WHAT YOU ARE ASKED TO DO:
Within this listing, how many lines carry the string "StakePoolMetadataServiceFailure"? State the number only.
+ + +
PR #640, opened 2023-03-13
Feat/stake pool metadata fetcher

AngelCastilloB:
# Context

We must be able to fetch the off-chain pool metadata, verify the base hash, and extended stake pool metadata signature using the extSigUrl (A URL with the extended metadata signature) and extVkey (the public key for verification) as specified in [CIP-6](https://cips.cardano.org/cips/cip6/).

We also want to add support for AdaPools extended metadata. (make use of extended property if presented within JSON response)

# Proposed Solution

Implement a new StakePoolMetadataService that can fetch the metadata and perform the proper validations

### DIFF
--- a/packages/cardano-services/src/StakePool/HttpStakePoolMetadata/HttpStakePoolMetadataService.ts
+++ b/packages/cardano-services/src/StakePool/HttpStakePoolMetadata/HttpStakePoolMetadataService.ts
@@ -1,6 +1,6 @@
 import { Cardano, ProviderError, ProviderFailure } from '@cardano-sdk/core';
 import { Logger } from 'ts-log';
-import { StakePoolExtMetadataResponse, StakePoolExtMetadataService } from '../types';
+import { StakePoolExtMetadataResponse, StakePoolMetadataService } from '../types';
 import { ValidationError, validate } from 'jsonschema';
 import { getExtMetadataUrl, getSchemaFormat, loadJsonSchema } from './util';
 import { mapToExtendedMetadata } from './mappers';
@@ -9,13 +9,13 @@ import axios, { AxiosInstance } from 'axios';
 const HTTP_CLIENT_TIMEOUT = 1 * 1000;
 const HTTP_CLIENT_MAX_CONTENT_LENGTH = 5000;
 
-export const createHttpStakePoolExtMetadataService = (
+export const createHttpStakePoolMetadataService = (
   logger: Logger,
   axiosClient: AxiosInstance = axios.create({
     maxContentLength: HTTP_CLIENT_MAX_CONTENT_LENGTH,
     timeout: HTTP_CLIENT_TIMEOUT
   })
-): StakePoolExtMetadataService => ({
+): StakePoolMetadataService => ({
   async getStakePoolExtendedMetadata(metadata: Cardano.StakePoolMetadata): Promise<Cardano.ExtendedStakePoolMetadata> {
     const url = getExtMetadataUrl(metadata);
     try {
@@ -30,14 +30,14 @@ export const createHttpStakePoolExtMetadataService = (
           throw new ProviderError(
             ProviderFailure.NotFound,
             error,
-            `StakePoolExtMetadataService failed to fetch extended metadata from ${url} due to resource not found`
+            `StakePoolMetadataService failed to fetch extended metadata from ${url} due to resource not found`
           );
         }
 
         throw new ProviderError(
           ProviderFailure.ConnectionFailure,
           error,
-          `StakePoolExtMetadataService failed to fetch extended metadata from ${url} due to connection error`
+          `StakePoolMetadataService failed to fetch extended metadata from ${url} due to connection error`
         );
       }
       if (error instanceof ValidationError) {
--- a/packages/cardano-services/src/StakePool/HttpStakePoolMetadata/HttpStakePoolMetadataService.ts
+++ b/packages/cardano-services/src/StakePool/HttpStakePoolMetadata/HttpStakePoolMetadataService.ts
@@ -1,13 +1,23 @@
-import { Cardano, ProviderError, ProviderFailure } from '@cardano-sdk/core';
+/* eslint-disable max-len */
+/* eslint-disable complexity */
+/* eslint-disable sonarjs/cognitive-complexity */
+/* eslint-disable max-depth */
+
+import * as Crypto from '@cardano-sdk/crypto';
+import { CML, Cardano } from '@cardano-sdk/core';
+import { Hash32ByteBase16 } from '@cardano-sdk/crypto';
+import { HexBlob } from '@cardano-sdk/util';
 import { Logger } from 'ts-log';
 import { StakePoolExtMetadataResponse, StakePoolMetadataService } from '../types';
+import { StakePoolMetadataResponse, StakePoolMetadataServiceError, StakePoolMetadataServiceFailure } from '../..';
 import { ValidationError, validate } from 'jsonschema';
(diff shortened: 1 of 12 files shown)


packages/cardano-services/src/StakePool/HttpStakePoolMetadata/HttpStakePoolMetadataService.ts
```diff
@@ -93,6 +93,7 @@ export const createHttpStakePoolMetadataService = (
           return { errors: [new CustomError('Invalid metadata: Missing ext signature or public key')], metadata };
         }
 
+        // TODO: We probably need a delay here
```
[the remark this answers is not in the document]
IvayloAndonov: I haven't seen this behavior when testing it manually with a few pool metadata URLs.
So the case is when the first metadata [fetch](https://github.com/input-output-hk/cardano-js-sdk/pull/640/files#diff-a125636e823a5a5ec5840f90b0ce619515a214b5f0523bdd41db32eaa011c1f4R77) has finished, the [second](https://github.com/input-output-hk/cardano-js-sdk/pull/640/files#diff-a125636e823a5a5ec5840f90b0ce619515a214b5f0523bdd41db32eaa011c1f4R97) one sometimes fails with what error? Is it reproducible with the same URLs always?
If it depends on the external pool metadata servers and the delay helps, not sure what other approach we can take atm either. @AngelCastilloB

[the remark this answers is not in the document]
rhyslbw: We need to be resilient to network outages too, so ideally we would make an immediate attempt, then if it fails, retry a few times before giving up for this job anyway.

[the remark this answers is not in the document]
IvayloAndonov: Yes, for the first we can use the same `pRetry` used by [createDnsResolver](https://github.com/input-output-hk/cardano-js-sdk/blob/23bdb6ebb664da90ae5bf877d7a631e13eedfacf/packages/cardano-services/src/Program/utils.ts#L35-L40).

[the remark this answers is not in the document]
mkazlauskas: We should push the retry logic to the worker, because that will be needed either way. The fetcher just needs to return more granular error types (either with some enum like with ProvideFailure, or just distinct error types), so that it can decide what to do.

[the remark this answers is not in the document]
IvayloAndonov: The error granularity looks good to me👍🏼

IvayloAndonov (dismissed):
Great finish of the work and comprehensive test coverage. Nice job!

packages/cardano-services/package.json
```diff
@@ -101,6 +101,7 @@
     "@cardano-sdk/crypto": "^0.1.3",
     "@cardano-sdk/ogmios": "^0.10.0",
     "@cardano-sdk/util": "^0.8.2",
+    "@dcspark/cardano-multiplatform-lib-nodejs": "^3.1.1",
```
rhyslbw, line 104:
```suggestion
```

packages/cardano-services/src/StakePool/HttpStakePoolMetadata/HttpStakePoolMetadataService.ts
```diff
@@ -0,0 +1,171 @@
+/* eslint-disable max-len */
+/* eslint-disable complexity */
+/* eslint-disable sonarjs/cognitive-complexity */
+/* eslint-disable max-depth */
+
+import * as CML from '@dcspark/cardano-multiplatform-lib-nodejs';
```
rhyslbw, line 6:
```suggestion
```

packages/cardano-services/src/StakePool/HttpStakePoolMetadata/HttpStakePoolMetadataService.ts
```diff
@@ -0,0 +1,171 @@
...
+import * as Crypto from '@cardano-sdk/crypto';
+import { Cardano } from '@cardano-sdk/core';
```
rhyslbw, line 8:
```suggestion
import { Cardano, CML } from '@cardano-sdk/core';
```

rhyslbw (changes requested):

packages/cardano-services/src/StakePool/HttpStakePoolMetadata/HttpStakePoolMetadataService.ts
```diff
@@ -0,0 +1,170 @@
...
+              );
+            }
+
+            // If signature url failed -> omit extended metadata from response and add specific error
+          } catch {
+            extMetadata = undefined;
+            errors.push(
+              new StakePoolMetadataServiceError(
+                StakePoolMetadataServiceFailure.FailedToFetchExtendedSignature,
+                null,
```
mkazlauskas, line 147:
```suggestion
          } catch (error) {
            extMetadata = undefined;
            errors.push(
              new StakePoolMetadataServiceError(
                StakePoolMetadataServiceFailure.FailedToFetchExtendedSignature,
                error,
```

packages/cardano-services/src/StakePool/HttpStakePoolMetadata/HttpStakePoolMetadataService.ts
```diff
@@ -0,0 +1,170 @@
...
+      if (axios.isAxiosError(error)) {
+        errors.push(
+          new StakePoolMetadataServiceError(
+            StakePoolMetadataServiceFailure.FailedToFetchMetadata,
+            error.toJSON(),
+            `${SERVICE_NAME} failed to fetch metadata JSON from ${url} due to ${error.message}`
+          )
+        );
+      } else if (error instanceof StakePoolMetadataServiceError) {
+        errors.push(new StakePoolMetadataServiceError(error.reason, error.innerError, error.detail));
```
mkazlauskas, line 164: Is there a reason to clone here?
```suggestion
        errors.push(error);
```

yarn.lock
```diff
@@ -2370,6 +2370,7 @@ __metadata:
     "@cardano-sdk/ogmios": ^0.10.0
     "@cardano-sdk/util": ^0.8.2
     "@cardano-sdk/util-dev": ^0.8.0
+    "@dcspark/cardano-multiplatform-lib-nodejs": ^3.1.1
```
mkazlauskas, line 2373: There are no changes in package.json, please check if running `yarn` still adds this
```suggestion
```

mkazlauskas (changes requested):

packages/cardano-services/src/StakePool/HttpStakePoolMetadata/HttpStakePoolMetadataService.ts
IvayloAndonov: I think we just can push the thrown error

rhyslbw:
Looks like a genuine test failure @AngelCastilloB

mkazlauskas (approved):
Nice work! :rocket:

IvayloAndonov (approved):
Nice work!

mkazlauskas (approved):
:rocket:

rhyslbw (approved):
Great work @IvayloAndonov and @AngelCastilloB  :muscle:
+ + +
RESPONSE FOR THIS EXERCISE:
4